■ **EXERCISE PROMPT**: Read through the listing and copy every line that contains the word "better".
++++++++++++++++++++
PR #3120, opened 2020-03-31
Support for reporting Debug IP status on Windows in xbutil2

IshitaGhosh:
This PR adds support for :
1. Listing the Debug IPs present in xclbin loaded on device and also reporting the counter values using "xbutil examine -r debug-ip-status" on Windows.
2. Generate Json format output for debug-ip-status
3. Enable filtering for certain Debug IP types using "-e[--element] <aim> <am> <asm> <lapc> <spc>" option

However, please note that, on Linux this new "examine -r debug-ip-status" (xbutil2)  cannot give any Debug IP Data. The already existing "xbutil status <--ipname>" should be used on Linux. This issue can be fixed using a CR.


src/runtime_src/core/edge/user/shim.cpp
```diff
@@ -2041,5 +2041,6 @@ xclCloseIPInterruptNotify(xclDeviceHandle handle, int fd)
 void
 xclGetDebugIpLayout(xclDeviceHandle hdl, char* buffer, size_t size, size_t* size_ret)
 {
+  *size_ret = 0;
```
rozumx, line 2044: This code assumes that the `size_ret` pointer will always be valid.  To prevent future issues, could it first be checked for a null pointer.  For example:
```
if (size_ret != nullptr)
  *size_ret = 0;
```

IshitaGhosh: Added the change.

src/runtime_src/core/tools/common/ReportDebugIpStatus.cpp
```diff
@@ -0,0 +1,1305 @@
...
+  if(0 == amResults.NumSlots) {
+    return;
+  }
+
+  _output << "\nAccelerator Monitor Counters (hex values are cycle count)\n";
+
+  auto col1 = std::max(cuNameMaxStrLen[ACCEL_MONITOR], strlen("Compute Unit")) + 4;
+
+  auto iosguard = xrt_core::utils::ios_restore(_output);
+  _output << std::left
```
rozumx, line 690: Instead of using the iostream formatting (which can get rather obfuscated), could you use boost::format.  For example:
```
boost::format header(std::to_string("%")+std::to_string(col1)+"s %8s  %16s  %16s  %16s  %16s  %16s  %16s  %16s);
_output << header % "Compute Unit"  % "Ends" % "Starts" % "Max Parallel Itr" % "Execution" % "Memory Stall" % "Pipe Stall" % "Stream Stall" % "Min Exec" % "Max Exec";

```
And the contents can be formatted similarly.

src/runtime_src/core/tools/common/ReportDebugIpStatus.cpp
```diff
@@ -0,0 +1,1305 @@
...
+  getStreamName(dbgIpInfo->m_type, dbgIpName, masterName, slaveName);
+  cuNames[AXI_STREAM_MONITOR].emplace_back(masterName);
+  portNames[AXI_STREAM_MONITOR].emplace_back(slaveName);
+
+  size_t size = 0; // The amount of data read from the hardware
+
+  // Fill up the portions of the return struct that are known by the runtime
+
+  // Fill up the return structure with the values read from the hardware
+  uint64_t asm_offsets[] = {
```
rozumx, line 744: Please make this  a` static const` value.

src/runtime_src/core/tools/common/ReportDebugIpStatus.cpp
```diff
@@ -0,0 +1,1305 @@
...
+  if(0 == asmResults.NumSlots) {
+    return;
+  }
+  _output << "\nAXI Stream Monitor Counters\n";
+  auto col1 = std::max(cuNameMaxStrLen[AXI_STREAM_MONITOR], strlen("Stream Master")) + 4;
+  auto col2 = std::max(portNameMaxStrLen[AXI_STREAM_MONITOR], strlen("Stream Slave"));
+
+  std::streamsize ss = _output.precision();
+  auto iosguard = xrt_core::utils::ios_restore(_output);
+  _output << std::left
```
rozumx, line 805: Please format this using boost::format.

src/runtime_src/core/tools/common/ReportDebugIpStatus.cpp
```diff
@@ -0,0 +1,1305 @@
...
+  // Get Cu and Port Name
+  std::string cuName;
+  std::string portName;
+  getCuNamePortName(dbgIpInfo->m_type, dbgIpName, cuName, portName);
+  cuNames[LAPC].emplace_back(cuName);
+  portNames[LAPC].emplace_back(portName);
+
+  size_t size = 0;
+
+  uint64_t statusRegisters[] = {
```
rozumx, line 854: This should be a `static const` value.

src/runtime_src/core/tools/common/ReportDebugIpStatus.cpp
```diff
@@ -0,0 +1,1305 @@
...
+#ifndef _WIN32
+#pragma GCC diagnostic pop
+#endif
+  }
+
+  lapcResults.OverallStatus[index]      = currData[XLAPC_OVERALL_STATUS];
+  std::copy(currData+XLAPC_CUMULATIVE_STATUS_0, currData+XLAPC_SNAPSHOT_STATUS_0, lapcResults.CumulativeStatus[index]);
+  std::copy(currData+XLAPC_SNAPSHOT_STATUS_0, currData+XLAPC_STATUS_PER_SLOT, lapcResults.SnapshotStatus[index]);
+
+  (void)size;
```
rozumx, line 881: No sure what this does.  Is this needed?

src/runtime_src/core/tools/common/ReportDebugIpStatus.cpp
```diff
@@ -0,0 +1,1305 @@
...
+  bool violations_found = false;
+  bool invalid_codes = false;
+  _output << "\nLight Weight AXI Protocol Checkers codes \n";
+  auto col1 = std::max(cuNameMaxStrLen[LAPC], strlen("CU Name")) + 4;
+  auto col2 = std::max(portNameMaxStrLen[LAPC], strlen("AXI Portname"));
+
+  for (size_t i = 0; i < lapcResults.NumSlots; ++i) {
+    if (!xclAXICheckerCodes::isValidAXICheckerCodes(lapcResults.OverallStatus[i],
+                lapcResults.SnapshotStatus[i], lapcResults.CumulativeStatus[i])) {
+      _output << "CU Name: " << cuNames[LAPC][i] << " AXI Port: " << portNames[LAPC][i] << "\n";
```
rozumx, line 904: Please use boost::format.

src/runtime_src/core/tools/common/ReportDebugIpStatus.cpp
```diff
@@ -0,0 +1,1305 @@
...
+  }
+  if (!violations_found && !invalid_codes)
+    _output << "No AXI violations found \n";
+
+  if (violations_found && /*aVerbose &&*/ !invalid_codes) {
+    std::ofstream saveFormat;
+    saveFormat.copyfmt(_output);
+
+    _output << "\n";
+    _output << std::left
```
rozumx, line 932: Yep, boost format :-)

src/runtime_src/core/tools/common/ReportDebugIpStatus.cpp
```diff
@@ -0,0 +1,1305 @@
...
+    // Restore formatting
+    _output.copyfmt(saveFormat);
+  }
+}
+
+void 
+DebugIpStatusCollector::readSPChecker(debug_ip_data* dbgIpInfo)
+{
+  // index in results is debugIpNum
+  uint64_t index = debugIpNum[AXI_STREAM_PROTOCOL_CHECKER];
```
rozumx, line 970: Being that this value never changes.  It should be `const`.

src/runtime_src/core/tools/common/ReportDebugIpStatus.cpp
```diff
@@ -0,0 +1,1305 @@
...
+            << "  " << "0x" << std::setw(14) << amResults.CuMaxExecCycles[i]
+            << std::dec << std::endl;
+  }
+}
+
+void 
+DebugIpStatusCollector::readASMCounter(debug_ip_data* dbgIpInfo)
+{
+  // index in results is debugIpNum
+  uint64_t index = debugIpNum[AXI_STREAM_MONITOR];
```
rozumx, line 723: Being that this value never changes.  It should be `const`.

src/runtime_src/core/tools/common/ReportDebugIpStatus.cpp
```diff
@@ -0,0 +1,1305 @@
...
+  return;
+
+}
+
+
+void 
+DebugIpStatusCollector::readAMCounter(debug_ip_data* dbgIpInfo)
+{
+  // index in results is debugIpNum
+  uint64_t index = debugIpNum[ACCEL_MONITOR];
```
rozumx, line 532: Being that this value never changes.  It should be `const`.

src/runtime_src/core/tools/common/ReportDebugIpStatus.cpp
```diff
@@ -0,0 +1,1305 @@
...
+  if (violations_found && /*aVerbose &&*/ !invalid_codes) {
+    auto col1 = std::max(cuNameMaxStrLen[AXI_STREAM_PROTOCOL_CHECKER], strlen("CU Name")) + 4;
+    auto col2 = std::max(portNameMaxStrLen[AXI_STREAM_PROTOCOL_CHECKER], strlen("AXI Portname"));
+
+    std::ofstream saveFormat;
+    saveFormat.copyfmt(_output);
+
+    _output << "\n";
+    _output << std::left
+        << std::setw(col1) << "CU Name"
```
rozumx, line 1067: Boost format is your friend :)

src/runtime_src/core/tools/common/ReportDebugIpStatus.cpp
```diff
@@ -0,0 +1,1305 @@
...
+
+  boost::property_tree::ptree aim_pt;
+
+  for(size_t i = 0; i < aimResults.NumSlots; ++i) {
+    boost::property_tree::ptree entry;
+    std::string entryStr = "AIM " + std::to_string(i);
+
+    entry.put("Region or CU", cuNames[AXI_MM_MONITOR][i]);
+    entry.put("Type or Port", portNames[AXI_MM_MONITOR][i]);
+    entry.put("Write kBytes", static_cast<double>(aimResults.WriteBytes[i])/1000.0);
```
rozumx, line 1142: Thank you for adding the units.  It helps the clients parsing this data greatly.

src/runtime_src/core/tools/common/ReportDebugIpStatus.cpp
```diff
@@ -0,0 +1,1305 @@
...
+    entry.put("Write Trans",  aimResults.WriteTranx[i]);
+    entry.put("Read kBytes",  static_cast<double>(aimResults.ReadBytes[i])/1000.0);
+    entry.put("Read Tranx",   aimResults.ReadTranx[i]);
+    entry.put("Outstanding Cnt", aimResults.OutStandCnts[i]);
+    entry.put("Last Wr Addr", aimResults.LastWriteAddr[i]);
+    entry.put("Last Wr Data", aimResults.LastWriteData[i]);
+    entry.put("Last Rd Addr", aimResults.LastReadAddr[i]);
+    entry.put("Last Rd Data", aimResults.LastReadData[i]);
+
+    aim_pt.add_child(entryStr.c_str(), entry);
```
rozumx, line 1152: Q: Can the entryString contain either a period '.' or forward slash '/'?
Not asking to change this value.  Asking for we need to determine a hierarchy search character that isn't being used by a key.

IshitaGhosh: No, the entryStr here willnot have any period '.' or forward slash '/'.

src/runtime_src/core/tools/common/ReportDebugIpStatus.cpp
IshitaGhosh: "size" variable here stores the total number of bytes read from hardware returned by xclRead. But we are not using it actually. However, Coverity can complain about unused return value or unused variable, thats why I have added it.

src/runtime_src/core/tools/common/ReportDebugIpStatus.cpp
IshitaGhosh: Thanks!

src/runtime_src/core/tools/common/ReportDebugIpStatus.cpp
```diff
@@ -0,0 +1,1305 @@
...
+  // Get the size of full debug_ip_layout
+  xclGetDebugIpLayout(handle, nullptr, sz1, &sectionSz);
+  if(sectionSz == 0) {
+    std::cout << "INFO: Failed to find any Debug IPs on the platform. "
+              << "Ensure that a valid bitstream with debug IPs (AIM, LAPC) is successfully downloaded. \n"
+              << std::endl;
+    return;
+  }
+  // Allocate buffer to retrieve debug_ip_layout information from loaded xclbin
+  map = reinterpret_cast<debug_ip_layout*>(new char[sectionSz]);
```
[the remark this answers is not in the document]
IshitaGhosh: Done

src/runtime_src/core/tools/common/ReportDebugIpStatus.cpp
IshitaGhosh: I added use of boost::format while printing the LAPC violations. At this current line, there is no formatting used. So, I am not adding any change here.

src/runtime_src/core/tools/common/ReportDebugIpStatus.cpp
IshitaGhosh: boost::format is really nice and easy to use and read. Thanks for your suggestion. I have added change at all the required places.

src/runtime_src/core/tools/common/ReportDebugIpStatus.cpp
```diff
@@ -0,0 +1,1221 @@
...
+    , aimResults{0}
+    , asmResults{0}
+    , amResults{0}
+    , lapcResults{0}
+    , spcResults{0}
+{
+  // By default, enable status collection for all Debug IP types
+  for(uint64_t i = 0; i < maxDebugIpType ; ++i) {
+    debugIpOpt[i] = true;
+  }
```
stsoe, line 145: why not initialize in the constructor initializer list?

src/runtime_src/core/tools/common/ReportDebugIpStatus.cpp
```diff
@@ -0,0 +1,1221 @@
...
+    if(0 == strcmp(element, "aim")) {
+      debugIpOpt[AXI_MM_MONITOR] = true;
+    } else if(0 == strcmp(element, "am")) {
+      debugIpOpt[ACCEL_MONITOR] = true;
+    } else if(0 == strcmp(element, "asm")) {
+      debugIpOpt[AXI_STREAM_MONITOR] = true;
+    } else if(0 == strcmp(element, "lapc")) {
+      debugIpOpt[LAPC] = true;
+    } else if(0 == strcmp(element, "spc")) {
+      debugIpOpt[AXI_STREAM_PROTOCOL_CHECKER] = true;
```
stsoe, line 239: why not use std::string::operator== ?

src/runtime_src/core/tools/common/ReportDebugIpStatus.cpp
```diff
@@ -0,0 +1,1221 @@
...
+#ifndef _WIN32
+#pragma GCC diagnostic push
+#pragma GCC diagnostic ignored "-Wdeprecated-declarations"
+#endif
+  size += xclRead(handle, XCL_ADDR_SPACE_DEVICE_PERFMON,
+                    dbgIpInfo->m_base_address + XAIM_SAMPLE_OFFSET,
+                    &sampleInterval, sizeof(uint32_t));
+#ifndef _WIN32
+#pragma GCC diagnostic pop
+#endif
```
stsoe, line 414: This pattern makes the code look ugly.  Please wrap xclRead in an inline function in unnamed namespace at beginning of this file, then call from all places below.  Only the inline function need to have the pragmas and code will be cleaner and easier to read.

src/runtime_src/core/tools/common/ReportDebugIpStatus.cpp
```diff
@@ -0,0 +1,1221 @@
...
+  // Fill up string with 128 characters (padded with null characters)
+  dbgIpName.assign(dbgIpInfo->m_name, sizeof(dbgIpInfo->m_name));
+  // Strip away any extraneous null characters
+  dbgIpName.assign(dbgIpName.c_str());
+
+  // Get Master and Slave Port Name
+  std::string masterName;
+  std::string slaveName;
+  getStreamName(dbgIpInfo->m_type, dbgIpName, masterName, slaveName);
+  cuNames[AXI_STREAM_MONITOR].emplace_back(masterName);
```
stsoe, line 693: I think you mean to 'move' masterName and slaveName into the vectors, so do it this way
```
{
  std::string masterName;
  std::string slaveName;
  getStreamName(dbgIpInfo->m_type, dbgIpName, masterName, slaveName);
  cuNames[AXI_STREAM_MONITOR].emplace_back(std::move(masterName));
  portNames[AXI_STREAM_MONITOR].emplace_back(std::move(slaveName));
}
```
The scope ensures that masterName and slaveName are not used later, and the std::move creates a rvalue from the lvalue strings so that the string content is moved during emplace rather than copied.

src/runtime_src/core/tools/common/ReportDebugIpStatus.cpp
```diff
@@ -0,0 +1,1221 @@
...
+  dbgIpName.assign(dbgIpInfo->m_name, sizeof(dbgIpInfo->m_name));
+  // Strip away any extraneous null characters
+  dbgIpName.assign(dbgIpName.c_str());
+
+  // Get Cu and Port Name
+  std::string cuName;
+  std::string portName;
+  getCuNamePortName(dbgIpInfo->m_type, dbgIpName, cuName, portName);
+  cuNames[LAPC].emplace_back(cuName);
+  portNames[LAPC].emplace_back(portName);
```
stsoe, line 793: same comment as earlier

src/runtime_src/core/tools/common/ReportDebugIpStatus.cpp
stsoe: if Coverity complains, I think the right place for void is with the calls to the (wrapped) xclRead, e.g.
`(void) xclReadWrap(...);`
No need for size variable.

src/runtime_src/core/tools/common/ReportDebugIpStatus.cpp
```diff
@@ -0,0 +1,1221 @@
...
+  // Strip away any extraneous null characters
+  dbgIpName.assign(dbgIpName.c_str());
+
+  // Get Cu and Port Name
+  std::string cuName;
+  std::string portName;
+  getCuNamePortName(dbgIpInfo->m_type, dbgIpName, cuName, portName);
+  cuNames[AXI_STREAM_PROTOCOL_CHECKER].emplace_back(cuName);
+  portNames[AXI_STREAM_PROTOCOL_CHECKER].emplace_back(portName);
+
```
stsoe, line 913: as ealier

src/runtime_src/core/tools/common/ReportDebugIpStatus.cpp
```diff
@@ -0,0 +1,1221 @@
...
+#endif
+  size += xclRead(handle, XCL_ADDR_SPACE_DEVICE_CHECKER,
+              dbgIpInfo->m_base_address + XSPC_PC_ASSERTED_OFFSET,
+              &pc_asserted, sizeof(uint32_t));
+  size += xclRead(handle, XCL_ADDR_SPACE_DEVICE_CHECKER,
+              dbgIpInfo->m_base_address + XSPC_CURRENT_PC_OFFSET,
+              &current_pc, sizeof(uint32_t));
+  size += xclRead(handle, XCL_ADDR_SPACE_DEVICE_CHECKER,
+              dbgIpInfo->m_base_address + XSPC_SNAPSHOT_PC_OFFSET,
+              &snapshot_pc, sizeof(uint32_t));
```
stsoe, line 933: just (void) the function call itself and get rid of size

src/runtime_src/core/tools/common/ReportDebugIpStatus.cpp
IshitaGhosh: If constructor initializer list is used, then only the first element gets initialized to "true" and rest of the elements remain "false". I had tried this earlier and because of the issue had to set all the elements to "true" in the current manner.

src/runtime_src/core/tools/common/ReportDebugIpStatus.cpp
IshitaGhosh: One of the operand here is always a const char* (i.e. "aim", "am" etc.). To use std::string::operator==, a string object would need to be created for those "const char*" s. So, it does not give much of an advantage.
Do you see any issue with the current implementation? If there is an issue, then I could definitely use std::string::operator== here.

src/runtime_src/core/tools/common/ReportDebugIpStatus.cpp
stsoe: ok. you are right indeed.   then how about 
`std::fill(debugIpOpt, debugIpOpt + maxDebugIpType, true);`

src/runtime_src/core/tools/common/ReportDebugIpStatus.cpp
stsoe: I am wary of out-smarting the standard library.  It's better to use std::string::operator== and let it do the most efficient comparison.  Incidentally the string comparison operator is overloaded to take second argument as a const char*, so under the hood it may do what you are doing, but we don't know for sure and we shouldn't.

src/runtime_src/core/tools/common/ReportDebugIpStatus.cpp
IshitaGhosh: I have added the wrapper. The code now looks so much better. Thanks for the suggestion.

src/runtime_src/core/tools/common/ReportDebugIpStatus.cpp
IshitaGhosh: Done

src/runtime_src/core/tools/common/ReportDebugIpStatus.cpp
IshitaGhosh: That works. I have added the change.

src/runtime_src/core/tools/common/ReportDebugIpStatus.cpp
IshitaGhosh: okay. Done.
++++++++++++++++++++
■ **ANSWER FOR THIS EXERCISE**:
stsoe: I am wary of out-smarting the standard library.  It's better to use std::string::operator== and let it do the most efficient comparison.  Incidentally the string comparison operator is overloaded to take second argument as a const char*, so under the hood it may do what you are doing, but we don't know for sure and we shouldn't.
IshitaGhosh: I have added the wrapper. The code now looks so much better. Thanks for the suggestion.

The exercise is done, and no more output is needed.